Allow us to now proceed establishing our API endpoint. We additional modify the code as proven under to generate a response primarily based on the related info retrieved.
@app.route("/zendesk", strategies=["POST"])
def zendesk():
updatedticketjson = request.get_json()
zenembeddings = OpenAIEmbeddings()
question = updatedticketjson["body"]
zendb = FAISS.load_local("zendesk-index", zenembeddings)
docs = zendb.similarity_search(question)
zenchain = load_qa_chain(OpenAI(temperature=0.7), chain_type="stuff")
reply = zenchain.run(input_documents=docs, query=question)
The reply variable will comprise the generated response.
- Overview Response: Optionally, have a human agent overview the generated response for accuracy and appropriateness earlier than posting.
The way in which we’re making certain that is by NOT posting the response generated by GPT immediately because the Zendesk reply.

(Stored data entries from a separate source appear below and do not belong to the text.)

PR #7431, opened 2026-08-19
Compare image paths as strings when caching lazy thumbnail rows

pucedoteth:
A picture named `photo[1].png` makes the image menu cache a row that points at the full-size image instead of a thumbnail, and the picker then keeps serving that file as its own thumbnail until the directory changes.

### What happens

`omarchy-menu-images` decides a row set is uncacheable when a lazy run had to fall back to the original image in place of a thumbnail:

```bash
if [[ $lazy_thumbnails == true && $cache_only != true && $thumbnail == $image ]]; then
  rows_cacheable=false
fi
```

The right-hand side is unquoted, so `[[ ]]` treats it as a glob pattern rather than a string. Filenames are user data, and any containing `[`, `]`, `*` or `?` stop comparing equal to themselves:

```
image     : /home/u/Pictures/photo[1].jpg
thumbnail : /home/u/Pictures/photo[1].jpg
identical strings? yes
unquoted [[ == ]]  -> NO MATCH
quoted   [[ == ]]  -> MATCH
```

It goes wrong the other way too — `[[ /tmp/abc.png == /tmp/a?c.png ]]` matches two different files.

### Why nothing else catches it

`thumbnail_for` also sets `rows_cacheable=false` on the same fallback, but it is called as `thumbnail=$(thumbnail_for "$image")`, and a command substitution is a subshell, so that assignment is discarded:

```bash
rows_cacheable=true
f() { rows_cacheable=false; printf "%s" "x"; }
out=$(f)
# rows_cacheable is still true
```

That leaves the comparison above as the only guard that reaches the parent shell, so when it misfires the placeholder row is written to `<cache_key>.rows` and survives until the directory signature changes.

### Fix

Quote the right-hand side so the image path is compared as a string.

### Verification

Driving the real script with `--lazy-thumbnails --preload` and a stubbed `vipsthumbnail`:

| filename | before | after |
|---|---|---|
| `photo[1].png` | rows **cached** (wrong) | not cached |
| `plain.png` | not cached | not cached |

Added a case to `test/shell.d/menu-images-test.sh` covering it.

One caveat on how far I could verify: I am on macOS, so `/bin/bash` is 3.2 and the suite cannot run as written — `declare -A` and `exec {fd}>` both need bash 5. I installed bash 5.3 and GNU coreutils and invoked the script explicitly under bash 5 to get the table above. The first existing assertion in `menu-images-test.sh` (`recovers thumbnails from stranded locks`) fails for me even on a clean checkout of `master`, so the suite is not green in my environment either way and the new case should get a run on Arch before this is trusted.


pucedoteth:
Rebased onto current `quattro` — the conflict is resolved and the PR is back to two files, +24/-1.

The video-support work moved the comparison from line 222 to 279 and inserted a `*.failed` guard directly above it, which is what collided. The unquoted `$image` this PR is about is **unchanged on `quattro`**, so the fix still applies:

```bash
# quattro, line 279
if [[ $lazy_thumbnails == true && $cache_only != true && $thumbnail == $image ]]; then
```

Resolved by keeping the new `*.failed` block exactly as written — that one is a glob on purpose and stays unquoted — and quoting only `$image` on the line below. Diffed against `quattro`, the script change is now precisely one pair of quotes:

```diff
-    if [[ $lazy_thumbnails == true && $cache_only != true && $thumbnail == $image ]]; then
+    if [[ $lazy_thumbnails == true && $cache_only != true && $thumbnail == "$image" ]]; then
```

The test file also picked up the `v3` → `v4` signature bump from `quattro`; that merged cleanly and my added case is appended after it.

**On local verification, so it is on the record:** I could not run `test/shell.d/menu-images-test.sh` here. It is a Linux suite and I am on macOS — it needs GNU `stat -Lc` and bash 4+ `${1,,}`. With GNU coreutils and bash 5.3 shimmed in it gets further and then still fails at `image menu recovers thumbnails from stranded locks`. I checked that against **unmodified `quattro`** and it fails there identically, so that is the environment rather than this change, but it does mean I have not executed the new case. CI on Linux is the first real run of it.

PR #7435, opened 2026-08-19
Add Wi-Fi hotspot hosting to the network panel

ujo4eva:
Add Wi-Fi hotspot hosting to the network panel.

## What

A first-party hotspot for the Network panel: share this machine's internet over an access point on the Wi-Fi radio, driven by NetworkManager's shared-mode connection so the profile is the single source of truth (no plaintext copy kept on disk).

### `omarchy hotspot` command

New `bin/omarchy-hotspot` with subcommands: `status`, `start`, `stop`, `toggle`, `apply`, `qr`, `setup`, `teardown`, `diagnose`, and an internal `firewall-apply`.

- Profile-backed: `start`/`apply` write a `hotspot-band` NM profile; `status` reads ssid/band/password straight back from it.
- The passphrase travels over stdin, never argv.
- Bands are validated against the adapter's AP support (`iw phy` band presence) before reaching NetworkManager.
- Idempotent, interface-scoped ufw rules for shared connections (DHCP udp/67, the 10.42.0.0/24 subnet, route-forward); detection is unprivileged via the world-readable `/etc/ufw/user.rules`; nftables/firewalld fall back to a warning.
- `diagnose` surfaces the common failure modes (band, upstream, missing dnsmasq) in one shot.

### Panel section

The Network panel gains a Wi-Fi Hotspot section between the DNS column and the Wi-Fi list:

- Toggle + status line (band, client count, upstream warning), QR button, and a credentials box behind a cog.
- A band selector row appears only when the adapter reports more than one AP band.
- While the hotspot owns the radio, the station list is dropped (it would surface the AP's own SSID); the list returns on stop. The drop is now re-synced on the hotspot active-state edge so it happens immediately, not on the next scan.
- The setup menu entry opens the panel with the credentials box already unfolded, via a new `openHotspotSetup()` panel method and the shell's `call` IPC verb now reaching bar-widget panels (network is a bar-widget plugin, not a panel-Loader plugin).

### Supporting

- Migration installing `dnsmasq` for shared connections (idempotent; iw/qrencode/jq are already in the base package set).
- Menu entries: a Wi-Fi Hotspot toggle and a Network → Hotspot setup entry.
- Manual docs (networking + troubleshooting) and shell/CLI tests, including source-assertion coverage for the new panel wiring and IPC routes.

## Verification

- `omarchy hotspot status` / `diagnose` exercised live on a dual-band (2.4 + 5) card.
- Full round-trip verified in the running UI: start/stop, wifi-list hiding on the active edge, band selector on a multi-band card, setup entry opening the credentials box.
- `test/all`: CLI + shell suites pass (the only failures are the pre-existing `omarchy-pkgs` checkout coverage tests, which need a sibling repo not present in this environment).


AlankritVerma01:
I tested a complementary backend that may address the same-radio limitation of this PR on adapters whose normal AP combination is single-channel but whose P2P-GO combination supports two channels.

### Verified setup

- Omarchy 4.0.3
- Intel Wireless-AC 9560 (`iwlwifi`)
- Upstream: WPA-Enterprise connection managed by NetworkManager on 5 GHz, channel 52
- Shared network: WPA2-PSK legacy client access through a `P2P-GO` interface on 2.4 GHz, channel 1
- Both interfaces remained active on the same PHY and on different channels
- Tested client: a consumer 2.4 GHz IoT device using ordinary WPA2-PSK
- Client authenticated and associated, received a dnsmasq lease, and established external HTTP/TLS connections through nftables masquerading
- The laptop's upstream remained connected; observed upstream TX bitrate was 173.3 Mbit/s during validation

The relevant distinction in `iw list` is that this adapter permits `managed + P2P-GO` across two channels, while its `managed + AP` combination is limited to one channel. A NetworkManager shared-mode AP therefore cannot provide the same behavior when the upstream is 5 GHz and an IoT client requires 2.4 GHz.

### Implementation outline

1. Detect whether the PHY advertises a `managed + P2P-GO` combination with `#channels <= 2`.
2. Keep NetworkManager in control of the existing station interface.
3. Use the same wpa_supplicant instance through `wpa_cli` to create a persistent autonomous P2P group on a chosen 2.4 GHz frequency.
4. Set the persistent group's SSID and WPA2-PSK credentials, then recreate it from that profile.
5. Detect the dynamically named `p2p-<interface>-N` group interface.
6. Attach the gateway address, dnsmasq DHCP/DNS, nftables masquerading, and interface-scoped UFW rules.
7. Remove the group, persistent profile, firewall rules, and runtime state on stop.

The resulting P2P group accepts ordinary legacy WPA2 clients; the IoT device did not need a Wi-Fi Direct UI or WPS flow.

### Integration considerations

- Treat P2P-GO as a capability-gated backend or fallback, since interface-combination support varies by driver and firmware.
- NetworkManager logs the externally created group as an unsolicited P2P event, but it leaves the active group interface usable.
- Group interface names are dynamic and must be discovered after creation.
- Credentials should remain in the NetworkManager profile or another root-only store rather than in the command line or a world-readable script.
- A boot unit needs retry behavior because Omarchy masks `NetworkManager-wait-online.service`.

This does not replace the NetworkManager shared-mode backend in the PR. It could extend it for the Windows-style case where the laptop stays on a fast 5 GHz enterprise network while sharing a lower-band hotspot from the same adapter. I have a working Bash proof of concept, systemd unit, hardware output, association details, DHCP lease evidence, and conntrack evidence available if useful.

ujo4eva:
@AlankritVerma01 your hardware, your idea. Feel free to send a commit to this branch/PR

As a substitute, we are going to create a operate to replace new tickets with an inside word containing the GPT generated response.
Add the next operate to the zendesk.py flask service –
def update_ticket_with_internal_note(
subdomain, ticket_id, username, password, comment_body
):
url = f"https://subdomain.zendesk.com/api/v2/tickets/ticket_id.json"
e-mail = username
headers = "Content material-Sort": "software/json"

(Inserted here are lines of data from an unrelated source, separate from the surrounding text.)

PR #7437, opened 2026-08-19
Persist monitor scaling to explicit per-monitor entries

ckopsa:
## Problem

`omarchy-hyprland-monitor-scaling` (SUPER+SLASH, and the shell's Monitor panel) persists scale by editing the `omarchy_monitor_scale` catch-all in `monitors.lua`. But when the file contains an explicit `hl.monitor` entry for the focused monitor — the per-monitor form the file's own shipped comments suggest:

```lua
-- Configure a specific monitor.
-- hl.monitor({ output = "DP-2", mode = "2560x1440@144", position = "0x0", scale = 1 })
```

— that entry overrides the catch-all. Each adjustment then applies live via `hyprctl eval`, the script's own write to `monitors.lua` triggers Hyprland's config reload, and the reload re-asserts the entry's stale scale, reverting the change a moment later. The keybinding appears dead; the audit log shows every press starting over from the same scale.

This bites anyone with per-monitor entries, which is the only way to run different scales on different monitors (e.g. a 4K at 1x next to a 1440p at 1.333x) — a state the single catch-all variable cannot express.

## Fix

Teach `set_scale` to update the explicit entry in place, before falling back to the existing catch-all forms. A new `update_explicit_monitor_scale` helper rewrites `scale = <number>` inside the `hl.monitor` entry naming the active output, handling both single-line entries (the form in the file's comments) and multi-line entries. The integer GDK scale is persisted alongside, as before.

Deliberately left to existing behavior:

- entries that reference a variable (`scale = omarchy_monitor_scale`) — not an explicit scale, the catch-all keeps owning them
- entries for other monitors
- commented-out entries

## Testing

- 4 new cases in `test/shell.d/monitor-scaling-test.sh` (explicit multi-line entry, explicit single-line entry, variable-referencing entry falls through, other-monitor entry falls through); all 18 pass
- `./test/all`: no new failures (4 `test/shell.d` files fail identically on clean master in my environment — config/snapper/runtime-smoke/unowned-system-paths — all unrelated)
- Smoke-tested on a live Omarchy 4.0.0 machine with divergent per-monitor scales: stepping the focused monitor now updates its entry, survives `hyprctl reload` (previously the revert point), `hyprctl configerrors` clean, catch-all variable and commented examples untouched

### DIFF
--- a/bin/omarchy-hyprland-monitor-scaling
+++ b/bin/omarchy-hyprland-monitor-scaling
@@ -89,9 +89,19 @@ set_scale() {
   hyprctl eval "hl.monitor({ output = \"$active_monitor\", mode = \"${width}x${height}@${refresh_rate}\", position = \"auto\", scale = $new_scale })" >/dev/null
   audit_scale_change "$requested" "$active_monitor" "$current_scale" "$new_scale"
 
-  # Persist to monitors.lua if the user still has Omarchy's generic catch-all
-  # defaults, so the scale survives reboots.
-  if [[ -f $monitor_lua ]] && grep -q '^local omarchy_monitor_scale = ' "$monitor_lua"; then
+  # Persist to monitors.lua so the scale survives reboots. An explicit
+  # hl.monitor entry for the active monitor (the per-monitor form this file's
+  # own comments suggest) overrides the catch-all, so it must be updated in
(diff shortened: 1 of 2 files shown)


bjarneo:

comment_body = "Advised Response - " + comment_body
knowledge = "ticket": "remark": "physique": comment_body, "public": False
response = requests.put(url, json=knowledge, headers=headers, auth=(e-mail, password))
- Publish to Zendesk: Use the Zendesk API to publish the generated response to the corresponding ticket, making certain well timed communication with the client.
Allow us to now incorporate the interior word creation operate into our API endpoint.
@app.route("/zendesk", strategies=["POST"])
def zendesk():
updatedticketjson = request.get_json()
zenembeddings = OpenAIEmbeddings()
question = updatedticketjson["body"]
zendb = FAISS.load_local("zendesk-index", zenembeddings)
docs = zendb.similarity_search(question)
zenchain = load_qa_chain(OpenAI(temperature=0.7), chain_type="stuff")
reply = zenchain.run(input_documents=docs, query=question)
update_ticket_with_internal_note(subdomain, ticket, username, password, reply)
return reply
This completes our workflow!
Allow us to revise the workflow we’ve got arrange –
- Our Zendesk Set off begins the workflow when a brand new Zendesk ticket seems.
- The set off sends the brand new ticket’s knowledge to our Webhook.
- Our Webhook sends a request to our Flask Service.
- Our Flask Service queries the vector retailer created utilizing previous Zendesk knowledge to retrieve related previous tickets and articles to reply the brand new ticket.
- The related previous tickets and articles are handed to GPT together with the brand new ticket’s knowledge to generate a response.
- The brand new ticket is up to date with an inside word containing the GPT generated response.
We will take a look at this manually –
- We create a ticket on Zendesk manually to check the circulate.
- Inside seconds, our bot gives a related reply to the ticket question!
How to do that total workflow with Nanonets
Nanonets gives a robust platform to implement and handle RAG-based workflows seamlessly. Right here’s how one can leverage Nanonets for this workflow:
- Combine with Zendesk: Join Nanonets with Zendesk to observe and retrieve tickets effectively.
- Construct and Prepare Fashions: Use Nanonets to construct and prepare LLMs to generate correct and coherent responses primarily based on the data base and analyzed context.
- Automate Responses: Arrange automation guidelines in Nanonets to routinely publish generated responses to Zendesk or ahead them to human brokers for overview.
- Monitor and Optimize: Constantly monitor the efficiency of the workflow and optimize the fashions and guidelines to enhance accuracy and effectivity.
By integrating LLMs with RAG-based workflows in GenAI and leveraging the capabilities of Nanonets, companies can considerably improve their buyer assist operations, offering swift and correct responses to buyer queries on Zendesk.